Trouble and Conflict
When I teach character, I emphasize that trouble is not conflict. You want your reader worried about the protagonist on the first page, and while trouble–broke, sick, lost, depressed, etc.–is worrisome, it’s not a pressing worry because it’s ongoing and static. She’s going to be just as broke tomorrow as she is today and was yesterday, so there’s nothing immediate about it, the way conflict is immediate, the struggle between two people going on right now, the end of the struggle imminent. Conflict is escalating action, and that’s what drives a story. Movement draws fire interest, movement striving against an opponent draws even more interest. Your protagonist has to solve both trouble and conflict, but she has to solve conflict right now by dealing with somebody who’s opposing her. So you want your protagonist arguing with the landlord about the rent, not staring out the window and thinking about how poor she is.

TROUBLE

CONFLICT
But I have been watching TV in the evenings lately–it’s my drug of choice that keeps me from screaming–and I have noticed something. Trouble is also good, possibly even necessary, because it establishes reader/viewer sympathy. This is something I have not considered before, but I’m pretty much sold on it now: You need both trouble and conflict to start a story.
Take my current obsession-on-film, Life on Mars (UK version). Sam’s an honest, hardworking detective in 2006 who gets hit by a car and wakes up in 1973 and cannot figure out what the hell is going on. As he says in the opening every week, he doesn’t know if he’s dead, in a coma, or time traveling, he just wants to get home. He’s thrown into an unsympathetic squadroom under the charge of a Neanderthal cop who has no problem smacking suspects around and who routinely makes fun of him. And yet Sam does his damnedest to solve the 1973 cases that come his way, all the while trying to get back to the twenty-first century. Solving the cases causes the conflict in his stories, but trying to get home is his undeserved trouble, and it not only adds another layer to his plot, it adds layers to his character.

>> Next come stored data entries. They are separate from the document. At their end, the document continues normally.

PR #132, opened 2018-01-18
BUG Fix cors breaking if referer header is present

### LINKED ISSUE #118: IE11 does not add CORS header when using the same domain
IE11 and Edge do not add the CORS Origin header, even when explicitly set, when the domain is the same as the domain graphql (asset admin) tries to talk to. 

This breaks the CMS when CORS is enabled. Which means the GraphQL API becomes a lot less useful to anyone who wants to serve it to other domains or standalone apps, and still support IE for it's content authors.

Explicitly setting the Origin header in the asset admin, does not resolve the problem, as IE still does not actually add it.

Background is here:
https://connect.microsoft.com/IE/feedback/details/781303/origin-header-is-not-added-to-cors-requests-to-same-domain-but-different-port
Although the issue applies to the same port as well as a different port

# PRs:

 - [ ] https://github.com/silverstripe/silverstripe-graphql/pull/132

tractorcow:
BUG Prevent un-extendable config by shifting defaults into PHP
BUG Remove dependency on Doctrine module breaking with --prefer-dist
BUG Fix tests not checking cors port
ENHANCEMENT Clean up Controller::index() method and make lovely
ENHANCEMENT Optimise all imports
Fixes #118

### DIFF
--- a/src/Controller.php
+++ b/src/Controller.php
@@ -2,15 +2,16 @@
 
 namespace SilverStripe\GraphQL;
 
+use Exception;
 use SilverStripe\Control\Controller as BaseController;
+use SilverStripe\Control\Director;
 use SilverStripe\Control\HTTPRequest;
 use SilverStripe\Control\HTTPResponse;
 use SilverStripe\Core\Config\Config;
-use SilverStripe\Control\Director;
 use SilverStripe\GraphQL\Auth\Handler;
-use SilverStripe\Versioned\Versioned;
-use Exception;
+use SilverStripe\Security\Member;
 use SilverStripe\Security\Permission;
+use SilverStripe\Versioned\Versioned;
 
 /**
  * Top level controller for handling graphql requests.
@@ -19,6 +20,20 @@ use SilverStripe\Security\Permission;
  */
 class Controller extends BaseController
 {
+    /**
+     * Cors default config
+     *
+     * @config
+     * @var array
+     */
+    private static $cors = [
+        'Enabled' => false, // Off by default
+        'Allow-Origin' => [], // List of all allowed origins; Deny by default
+        'Allow-Headers' => 'Authorization, Content-Type',
+        'Allow-Methods' => 'GET, POST, OPTIONS',
+        'Max-Age' => 86400, // 86,400 seconds = 1 day.
+    ];
+
     /**
      * @var Manager
      */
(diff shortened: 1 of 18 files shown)


src/Controller.php
```diff
@@ -155,45 +138,157 @@ public function getAuthHandler()
...
+    protected function getRequestOrigin(HTTPRequest $request)
+    {
+        // Prefer Origin header
+        $origin = $request->getHeader('Origin');
+        if ($origin) {
+            return $origin;
+        }
+
+        // Check referer
+        $referer = $request->getHeader('Referer');
```
Firesphere: I would say this should be a IE/Edge only fallback, not a "fallback because whenever"

tractorcow: Why would it be? Firefox also has this issue in some conditions, and none of the other solutions I've seen around the web target IE.

Referer isn't less trusted than Origin.

tractorcow: Also, user-agent targeting is bad practice. Read up https://webaim.org/blog/user-agent-string-history/ :D

Firesphere: I'm well aware user-agent targeting is bad :)

I wasn't aware that Firefox showed the same behaviour sometimes. It makes sense to fully fall back in that case. it just feels a bit like a security issue, because it opens up the whole reason the CORS header was added.

tractorcow: Yes, older firefox wouldn't send origin on HTTP POST. My feeling is that if we errored on missing Origin when we had a valid Referer would be a bug on our part.

Firesphere: Fair enough, as the change is a "hack" that breaks a part of security anyway. It just makes me uncomfortable ;)

Firesphere: I stand with that it is a potential security issue, but also understand it's the only feasible solution at this moment.

tractorcow: > Fair enough, as the change is a "hack" that breaks a part of security anyway. It just makes me uncomfortable ;)

What part is broken?

Firesphere: Basically, the way CORS is supposed to work. I'm not saying the code itself is broken :)

flamerohr: The origin header is just harder to spoof on browsers than the referrer header, while neither are enforced when using something like `curl`
https://stackoverflow.com/q/21058183/695842

Two of the top answers resonate the same thing: don't rely on CORS for security

> Remember: CORS is not security. Do not rely on CORS to secure your site. If you are serving protected data, use cookies or OAuth tokens or something other than the Origin header to secure that data. The Access-Control-Allow-Origin header in CORS only dictates which origins should be allowed to make cross-origin requests. Don't rely on it for anything more.

src/Controller.php
```diff
@@ -155,45 +138,157 @@ public function getAuthHandler()
...
+     * Response for HTTP OPTIONS request
+     *
+     * @param HTTPRequest $request
+     * @return HTTPResponse
+     */
+    protected function handleOptions(HTTPRequest $request)
+    {
+        $response = HTTPResponse::create();
+        $corsConfig = Config::inst()->get(self::class, 'cors');
+        if ($corsConfig['Enabled']) {
```
flamerohr: this changes the workflow of the CORS headers...

from the original ticket which raised this concern https://github.com/silverstripe/silverstripe-graphql/issues/66#issuecomment-276842929
> Also adds a check for the pre-flight OPTIONS request, and if CORS is enabled, adds the appropriate headers to the response object - **both for the OPTIONS response and for the actual data response**.

src/Scaffolding/Scaffolders/SchemaScaffolder.php
```diff
@@ -34,6 +32,14 @@ class SchemaScaffolder implements ManagerMutatorInterface
 
     const ALL = '*';
 
+    /**
+     * List of fixed types
+     *
+     * @config
+     * @var array
+     */
+    private static $fixed_types = [];
```
flamerohr: where'd this come from?

tractorcow: Oh right, it was an error where it was searching for an undefined config. Probably not related to this PR and can be removed.

src/Controller.php
tractorcow: It's the same workflow; In which situation is it different?

tractorcow:
I've shifted some of the namespace cleanup into a separate commit.

src/Scaffolding/Scaffolders/SchemaScaffolder.php
tractorcow: I've reverted this part.

src/Controller.php
flamerohr: ok, I needed to double check this :)

I overlooked the second `=== 'OPTIONS'` that was removed above

tractorcow: Yeah the original code was hard to follow, hence the refactor. :)

src/Scaffolding/Scaffolders/SchemaScaffolder.php
flamerohr: oh ok, I had a quick search for it just now, seems harmless to be in here and could've been left in :)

Or try Buffy the Vampire Slayer; her conflict is fighting vampires and monsters and that’s what powers her plots, but her trouble is trying to be a normal teenage girl and not the Slayer 24/7. Or Charlie on Life, who has conflict with killers every week but whose trouble is that he was brutalized in prison for twelve years and now has to find a way to live again, free on the streets and back at his old job where nobody wants him. Even Ichabod on Sleepy Hollow has trouble in addition to his conflict with the Four Horsemen of the Apocalypse: he’s a man out of time with a witch-wife who keeps showing up in visions from purgatory. Conflict makes story, but trouble makes sympathy for the character.
I came to this realization because another obsession lately is trying to figure out why S.H.I.E.L.D. is so damn bad. I bailed seventeen minutes into the third episode because it was so awful, but I’d give the fourth episode a solid B. The reason hit me at the end when Coulson sends the antagonist, Akela, away, and I thought, No! Keep her! Akela was interesting, Akela was smart, Akela was strong, but mostly Akela was in trouble which nobody on S.H.I.E.L.D. ever is. They’re safe on their big plane with Coulson watching over them, they all know who they are and what they want from life, none of them have any doubts, any worries, any trouble. (Okay, Chip and Dale had that virus problem in the last episode, but I couldn’t get too worked up about it because they weren’t going to kill Dale and also if they’d both fallen out of the plane so Akela could come back, I’d have been happy.) I can live with static happiness in a supporting character (say Felicity on Arrow), but not in main characters, not in the people who are carrying the story.
So my main point still stands: If all you have in your first scene is trouble, if the protagonist is the same person at the end of the scene that she was at the beginning because nothing has happened to push her to change, you need a rewrite for conflict: get that antagonist in there. But if you want your reader to care about your protagonist while she’s watching her struggle, make her (or him) vulnerable through trouble.
Which means I’m changing, “She’s in trouble, but what she needs is conflict,” to “She needs conflict, but some trouble is a good idea, too.” (Yes, it only took me twenty years to figure that out, but the important thing is, I got here.) So what do you think?